### Work to be completed
All the data below should be printed again without a single difference.

----- Supplied records -----

PR #23090, opened 2024-02-12
feat(cli): next version

jasonkuhrt:
This PR introduces the next version of the CLI. This PR includes BREAKING CHANGES of the current CLI interface.

3. [x] Rename APIKey to Service Token
1. [x] Use the PDP API
2. [x] Introduce environments
4. [x] Send client particulars over `user-agent` header


Jolg42:
@jasonkuhrt Note that this was merged today https://github.com/prisma/prisma/pull/23056

It should make it easier for you to run tests. And you have to put tests inside the platform directory for that (if you crate test files).

Let me know if you have any question

jasonkuhrt:
@Jolg42 Thanks will take a look! We're still at a stage of shipping a prototype so not sure we're going to have tests like last time. Appreciate you keeping us in the loop on developments there! 🙏

jasonkuhrt:
It looks like there are conflicts, I didn't expect that. Will investigate.

jasonkuhrt:
The conflict was trivially resolved by Git, it looked more intimidating than it was :D

packages/cli/src/platform/auth/login.ts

-----

### Worked solution
PR #23090, opened 2024-02-12
feat(cli): next version

jasonkuhrt:
This PR introduces the next version of the CLI. This PR includes BREAKING CHANGES of the current CLI interface.

3. [x] Rename APIKey to Service Token
1. [x] Use the PDP API
2. [x] Introduce environments
4. [x] Send client particulars over `user-agent` header


Jolg42:
@jasonkuhrt Note that this was merged today https://github.com/prisma/prisma/pull/23056

It should make it easier for you to run tests. And you have to put tests inside the platform directory for that (if you crate test files).

Let me know if you have any question

jasonkuhrt:
@Jolg42 Thanks will take a look! We're still at a stage of shipping a prototype so not sure we're going to have tests like last time. Appreciate you keeping us in the loop on developments there! 🙏

jasonkuhrt:
It looks like there are conflicts, I didn't expect that. Will investigate.

jasonkuhrt:
The conflict was trivially resolved by Git, it looked more intimidating than it was :D

packages/cli/src/platform/auth/login.ts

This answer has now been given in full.